[MATERIAL PROVIDED — start]
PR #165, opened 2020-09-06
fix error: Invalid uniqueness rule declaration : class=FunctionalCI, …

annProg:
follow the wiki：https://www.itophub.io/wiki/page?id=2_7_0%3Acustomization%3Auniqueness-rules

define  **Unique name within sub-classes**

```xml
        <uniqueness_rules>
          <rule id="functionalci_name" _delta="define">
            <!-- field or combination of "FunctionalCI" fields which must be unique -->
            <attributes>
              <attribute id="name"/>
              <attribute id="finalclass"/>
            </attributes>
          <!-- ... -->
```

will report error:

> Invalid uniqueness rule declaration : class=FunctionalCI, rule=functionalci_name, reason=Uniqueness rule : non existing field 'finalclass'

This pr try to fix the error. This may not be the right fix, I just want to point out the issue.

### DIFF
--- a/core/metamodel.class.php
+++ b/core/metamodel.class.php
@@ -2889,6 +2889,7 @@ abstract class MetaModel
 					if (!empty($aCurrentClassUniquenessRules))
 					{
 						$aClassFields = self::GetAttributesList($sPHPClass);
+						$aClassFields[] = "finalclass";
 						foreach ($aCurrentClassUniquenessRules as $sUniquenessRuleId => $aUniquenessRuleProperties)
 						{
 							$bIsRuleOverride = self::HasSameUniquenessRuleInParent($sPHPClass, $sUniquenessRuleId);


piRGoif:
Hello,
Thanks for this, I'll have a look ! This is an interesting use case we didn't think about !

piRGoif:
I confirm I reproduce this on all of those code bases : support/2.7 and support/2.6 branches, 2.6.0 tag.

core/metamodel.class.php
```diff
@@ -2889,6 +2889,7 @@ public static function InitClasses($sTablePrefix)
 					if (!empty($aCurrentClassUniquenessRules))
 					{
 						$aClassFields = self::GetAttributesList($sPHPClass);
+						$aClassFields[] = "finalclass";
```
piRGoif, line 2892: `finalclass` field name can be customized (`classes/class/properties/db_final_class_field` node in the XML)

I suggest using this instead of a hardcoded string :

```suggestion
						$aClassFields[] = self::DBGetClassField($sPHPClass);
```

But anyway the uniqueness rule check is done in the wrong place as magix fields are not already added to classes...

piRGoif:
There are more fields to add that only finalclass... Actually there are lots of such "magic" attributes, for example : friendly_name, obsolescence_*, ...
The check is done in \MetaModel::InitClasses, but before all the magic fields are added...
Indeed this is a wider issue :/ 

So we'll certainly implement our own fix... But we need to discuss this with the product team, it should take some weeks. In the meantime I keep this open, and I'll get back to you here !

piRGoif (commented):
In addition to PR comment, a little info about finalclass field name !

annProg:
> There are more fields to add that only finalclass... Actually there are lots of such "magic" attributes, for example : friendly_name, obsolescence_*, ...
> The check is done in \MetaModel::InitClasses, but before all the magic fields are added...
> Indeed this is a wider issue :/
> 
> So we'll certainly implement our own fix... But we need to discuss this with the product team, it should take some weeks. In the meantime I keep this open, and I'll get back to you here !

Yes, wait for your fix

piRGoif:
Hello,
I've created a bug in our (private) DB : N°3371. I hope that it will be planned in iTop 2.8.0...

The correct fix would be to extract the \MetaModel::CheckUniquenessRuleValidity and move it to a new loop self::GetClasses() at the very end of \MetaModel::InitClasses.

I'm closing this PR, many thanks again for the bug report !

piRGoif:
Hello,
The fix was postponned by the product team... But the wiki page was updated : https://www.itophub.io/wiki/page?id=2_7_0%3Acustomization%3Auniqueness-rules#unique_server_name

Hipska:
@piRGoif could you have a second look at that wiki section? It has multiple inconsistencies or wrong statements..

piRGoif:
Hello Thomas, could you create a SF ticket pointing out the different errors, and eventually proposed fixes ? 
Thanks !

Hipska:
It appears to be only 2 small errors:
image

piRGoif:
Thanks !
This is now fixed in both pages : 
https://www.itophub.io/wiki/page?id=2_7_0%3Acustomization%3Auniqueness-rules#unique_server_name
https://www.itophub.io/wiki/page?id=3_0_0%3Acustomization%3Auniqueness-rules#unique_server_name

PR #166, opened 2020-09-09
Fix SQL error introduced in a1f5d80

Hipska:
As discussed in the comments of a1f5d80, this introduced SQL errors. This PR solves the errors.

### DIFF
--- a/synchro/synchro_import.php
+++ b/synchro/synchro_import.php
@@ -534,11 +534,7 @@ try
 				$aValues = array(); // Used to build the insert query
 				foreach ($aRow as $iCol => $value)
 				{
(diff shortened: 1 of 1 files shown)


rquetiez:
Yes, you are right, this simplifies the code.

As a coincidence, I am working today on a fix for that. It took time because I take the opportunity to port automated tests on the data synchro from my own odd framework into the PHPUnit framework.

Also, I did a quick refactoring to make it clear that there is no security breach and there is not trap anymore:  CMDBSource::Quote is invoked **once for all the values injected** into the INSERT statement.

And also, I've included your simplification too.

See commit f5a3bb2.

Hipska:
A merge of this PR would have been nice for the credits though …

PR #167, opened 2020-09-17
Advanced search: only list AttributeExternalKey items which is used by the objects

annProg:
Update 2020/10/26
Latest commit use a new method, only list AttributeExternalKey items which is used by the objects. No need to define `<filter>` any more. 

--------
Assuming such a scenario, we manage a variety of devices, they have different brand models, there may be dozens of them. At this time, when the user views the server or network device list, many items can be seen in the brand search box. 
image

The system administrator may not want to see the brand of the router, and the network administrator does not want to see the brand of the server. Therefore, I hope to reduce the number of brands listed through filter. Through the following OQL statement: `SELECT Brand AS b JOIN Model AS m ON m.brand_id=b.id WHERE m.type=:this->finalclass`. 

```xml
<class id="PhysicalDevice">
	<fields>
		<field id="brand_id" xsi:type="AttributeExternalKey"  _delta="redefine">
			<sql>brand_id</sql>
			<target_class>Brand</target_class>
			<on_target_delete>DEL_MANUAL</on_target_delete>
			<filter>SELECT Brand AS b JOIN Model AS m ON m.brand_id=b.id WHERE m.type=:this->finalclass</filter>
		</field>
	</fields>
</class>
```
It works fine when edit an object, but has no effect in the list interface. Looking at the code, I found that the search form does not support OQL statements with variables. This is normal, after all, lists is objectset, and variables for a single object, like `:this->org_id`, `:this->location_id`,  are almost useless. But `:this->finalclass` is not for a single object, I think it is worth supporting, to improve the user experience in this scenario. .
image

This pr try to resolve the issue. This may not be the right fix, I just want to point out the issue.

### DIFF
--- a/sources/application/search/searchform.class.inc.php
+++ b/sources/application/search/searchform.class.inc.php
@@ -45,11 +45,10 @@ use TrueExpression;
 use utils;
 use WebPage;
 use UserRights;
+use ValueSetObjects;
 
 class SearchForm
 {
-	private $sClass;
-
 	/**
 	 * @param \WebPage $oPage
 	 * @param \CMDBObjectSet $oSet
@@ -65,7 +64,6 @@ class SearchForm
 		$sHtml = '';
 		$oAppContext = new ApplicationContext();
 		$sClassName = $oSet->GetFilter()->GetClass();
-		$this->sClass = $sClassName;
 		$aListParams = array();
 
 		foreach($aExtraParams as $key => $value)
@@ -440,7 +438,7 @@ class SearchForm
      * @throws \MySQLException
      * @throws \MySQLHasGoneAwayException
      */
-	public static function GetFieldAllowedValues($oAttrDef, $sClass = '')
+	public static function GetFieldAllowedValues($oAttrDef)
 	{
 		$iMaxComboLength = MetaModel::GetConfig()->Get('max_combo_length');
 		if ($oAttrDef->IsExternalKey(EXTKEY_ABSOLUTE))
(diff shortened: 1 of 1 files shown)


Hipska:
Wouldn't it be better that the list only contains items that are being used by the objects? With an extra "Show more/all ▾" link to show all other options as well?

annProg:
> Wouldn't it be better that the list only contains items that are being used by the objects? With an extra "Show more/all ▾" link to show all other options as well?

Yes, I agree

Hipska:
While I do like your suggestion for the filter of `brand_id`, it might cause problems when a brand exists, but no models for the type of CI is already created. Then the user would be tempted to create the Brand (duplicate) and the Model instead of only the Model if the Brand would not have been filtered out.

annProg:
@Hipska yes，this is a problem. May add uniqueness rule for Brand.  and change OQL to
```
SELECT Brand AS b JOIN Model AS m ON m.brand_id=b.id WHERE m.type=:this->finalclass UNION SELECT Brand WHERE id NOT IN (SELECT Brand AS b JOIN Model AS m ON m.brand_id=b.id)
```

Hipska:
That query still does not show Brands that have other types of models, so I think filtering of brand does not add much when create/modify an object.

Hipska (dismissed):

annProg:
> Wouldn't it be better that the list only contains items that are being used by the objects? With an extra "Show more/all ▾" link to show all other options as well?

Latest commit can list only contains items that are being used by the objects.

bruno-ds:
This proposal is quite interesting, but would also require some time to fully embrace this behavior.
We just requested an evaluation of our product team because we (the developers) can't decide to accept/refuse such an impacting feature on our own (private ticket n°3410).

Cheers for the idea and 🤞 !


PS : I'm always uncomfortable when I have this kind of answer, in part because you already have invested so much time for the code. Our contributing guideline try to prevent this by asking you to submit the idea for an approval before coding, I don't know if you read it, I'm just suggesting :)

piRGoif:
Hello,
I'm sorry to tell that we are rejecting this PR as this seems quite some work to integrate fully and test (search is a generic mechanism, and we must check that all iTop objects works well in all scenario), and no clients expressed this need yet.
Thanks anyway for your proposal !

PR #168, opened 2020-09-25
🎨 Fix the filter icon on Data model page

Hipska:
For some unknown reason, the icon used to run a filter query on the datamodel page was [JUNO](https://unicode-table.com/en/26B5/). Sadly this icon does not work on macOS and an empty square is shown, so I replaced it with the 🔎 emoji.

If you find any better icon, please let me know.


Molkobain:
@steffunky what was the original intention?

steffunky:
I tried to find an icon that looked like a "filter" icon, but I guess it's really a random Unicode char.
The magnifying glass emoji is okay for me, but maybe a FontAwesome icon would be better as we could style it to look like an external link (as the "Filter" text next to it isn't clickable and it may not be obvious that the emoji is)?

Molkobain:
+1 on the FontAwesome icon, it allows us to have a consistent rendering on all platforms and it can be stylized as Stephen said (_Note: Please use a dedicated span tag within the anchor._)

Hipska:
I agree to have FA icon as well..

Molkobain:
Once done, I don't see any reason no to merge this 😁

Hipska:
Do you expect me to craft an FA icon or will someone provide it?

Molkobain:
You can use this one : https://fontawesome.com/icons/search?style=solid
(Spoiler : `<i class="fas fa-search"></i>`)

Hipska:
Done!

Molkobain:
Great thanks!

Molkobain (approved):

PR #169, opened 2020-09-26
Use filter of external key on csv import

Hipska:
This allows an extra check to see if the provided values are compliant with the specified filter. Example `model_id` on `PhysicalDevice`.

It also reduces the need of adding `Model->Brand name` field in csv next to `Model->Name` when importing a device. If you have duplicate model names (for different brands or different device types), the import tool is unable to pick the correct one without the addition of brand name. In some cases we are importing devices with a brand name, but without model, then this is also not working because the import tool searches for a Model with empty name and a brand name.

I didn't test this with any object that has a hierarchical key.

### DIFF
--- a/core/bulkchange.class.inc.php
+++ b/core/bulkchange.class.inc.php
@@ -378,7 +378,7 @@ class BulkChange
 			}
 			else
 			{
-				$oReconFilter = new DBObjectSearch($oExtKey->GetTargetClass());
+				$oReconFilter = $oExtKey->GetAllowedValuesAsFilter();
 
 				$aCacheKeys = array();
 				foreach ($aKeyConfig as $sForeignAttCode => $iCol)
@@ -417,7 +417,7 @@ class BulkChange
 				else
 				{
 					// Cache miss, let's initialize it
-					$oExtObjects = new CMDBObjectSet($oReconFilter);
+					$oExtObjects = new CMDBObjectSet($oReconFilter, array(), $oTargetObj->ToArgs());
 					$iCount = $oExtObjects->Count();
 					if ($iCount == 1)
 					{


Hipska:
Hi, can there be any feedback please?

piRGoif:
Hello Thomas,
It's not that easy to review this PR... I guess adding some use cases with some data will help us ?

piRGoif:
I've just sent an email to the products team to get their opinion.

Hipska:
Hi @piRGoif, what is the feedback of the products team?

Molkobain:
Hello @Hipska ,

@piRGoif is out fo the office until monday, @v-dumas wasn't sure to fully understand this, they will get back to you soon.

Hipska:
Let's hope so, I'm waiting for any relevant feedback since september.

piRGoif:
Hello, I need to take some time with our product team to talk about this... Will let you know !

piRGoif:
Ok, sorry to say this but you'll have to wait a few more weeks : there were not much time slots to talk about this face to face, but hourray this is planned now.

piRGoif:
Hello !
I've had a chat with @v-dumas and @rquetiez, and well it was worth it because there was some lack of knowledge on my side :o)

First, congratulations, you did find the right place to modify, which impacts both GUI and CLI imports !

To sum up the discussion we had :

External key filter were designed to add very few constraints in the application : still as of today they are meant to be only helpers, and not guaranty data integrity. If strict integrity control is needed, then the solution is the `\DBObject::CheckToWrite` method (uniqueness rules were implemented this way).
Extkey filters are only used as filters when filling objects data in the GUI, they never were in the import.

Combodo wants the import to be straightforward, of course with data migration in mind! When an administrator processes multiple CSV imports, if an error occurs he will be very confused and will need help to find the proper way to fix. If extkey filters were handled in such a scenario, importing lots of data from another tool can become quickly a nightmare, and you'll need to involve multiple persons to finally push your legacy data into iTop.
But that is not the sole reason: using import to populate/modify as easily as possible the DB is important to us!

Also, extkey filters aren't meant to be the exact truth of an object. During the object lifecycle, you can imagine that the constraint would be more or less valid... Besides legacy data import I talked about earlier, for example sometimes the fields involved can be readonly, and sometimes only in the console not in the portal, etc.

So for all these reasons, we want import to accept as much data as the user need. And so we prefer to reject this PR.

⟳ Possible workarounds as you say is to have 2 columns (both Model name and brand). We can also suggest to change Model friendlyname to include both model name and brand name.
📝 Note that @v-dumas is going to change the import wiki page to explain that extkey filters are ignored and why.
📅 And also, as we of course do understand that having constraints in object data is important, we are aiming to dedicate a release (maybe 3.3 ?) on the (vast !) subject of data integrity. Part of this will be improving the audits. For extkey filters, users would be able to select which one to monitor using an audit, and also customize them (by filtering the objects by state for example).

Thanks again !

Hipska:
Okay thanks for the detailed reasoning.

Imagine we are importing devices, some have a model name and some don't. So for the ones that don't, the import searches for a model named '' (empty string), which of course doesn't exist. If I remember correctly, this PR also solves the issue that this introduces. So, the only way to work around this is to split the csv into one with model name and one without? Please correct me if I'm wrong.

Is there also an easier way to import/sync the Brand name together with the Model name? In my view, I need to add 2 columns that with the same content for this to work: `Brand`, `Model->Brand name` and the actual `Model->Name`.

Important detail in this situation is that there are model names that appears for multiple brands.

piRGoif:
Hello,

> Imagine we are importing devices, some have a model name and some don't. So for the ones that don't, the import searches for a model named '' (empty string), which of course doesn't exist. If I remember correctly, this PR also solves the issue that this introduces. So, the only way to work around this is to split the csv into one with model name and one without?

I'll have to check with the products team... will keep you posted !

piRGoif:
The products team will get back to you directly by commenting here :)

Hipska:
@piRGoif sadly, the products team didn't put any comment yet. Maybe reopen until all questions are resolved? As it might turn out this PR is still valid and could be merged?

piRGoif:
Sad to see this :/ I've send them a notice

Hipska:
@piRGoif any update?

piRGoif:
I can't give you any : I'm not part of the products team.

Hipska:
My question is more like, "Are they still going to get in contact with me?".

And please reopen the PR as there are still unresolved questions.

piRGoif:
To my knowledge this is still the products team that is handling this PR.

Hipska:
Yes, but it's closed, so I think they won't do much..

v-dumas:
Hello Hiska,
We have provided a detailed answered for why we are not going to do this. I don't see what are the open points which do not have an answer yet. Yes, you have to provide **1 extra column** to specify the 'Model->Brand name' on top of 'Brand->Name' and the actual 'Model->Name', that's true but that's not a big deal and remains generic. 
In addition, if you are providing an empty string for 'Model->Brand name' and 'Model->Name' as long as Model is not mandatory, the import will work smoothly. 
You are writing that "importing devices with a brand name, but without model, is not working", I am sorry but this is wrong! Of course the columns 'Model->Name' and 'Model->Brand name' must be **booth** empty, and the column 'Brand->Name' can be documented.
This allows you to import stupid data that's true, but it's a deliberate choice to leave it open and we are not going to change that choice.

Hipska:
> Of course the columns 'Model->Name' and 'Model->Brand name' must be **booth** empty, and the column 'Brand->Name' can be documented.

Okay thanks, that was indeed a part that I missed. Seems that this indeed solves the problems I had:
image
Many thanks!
[MATERIAL PROVIDED — finish]
WHAT THE EXERCISE ASKS: Which lines of the records above contain the word "generic"? Copy each of them.

EXPECTED ANSWER:
I'm sorry to tell that we are rejecting this PR as this seems quite some work to integrate fully and test (search is a generic mechanism, and we must check that all iTop objects works well in all scenario), and no clients expressed this need yet.
We have provided a detailed answered for why we are not going to do this. I don't see what are the open points which do not have an answer yet. Yes, you have to provide **1 extra column** to specify the 'Model->Brand name' on top of 'Brand->Name' and the actual 'Model->Name', that's true but that's not a big deal and remains generic. 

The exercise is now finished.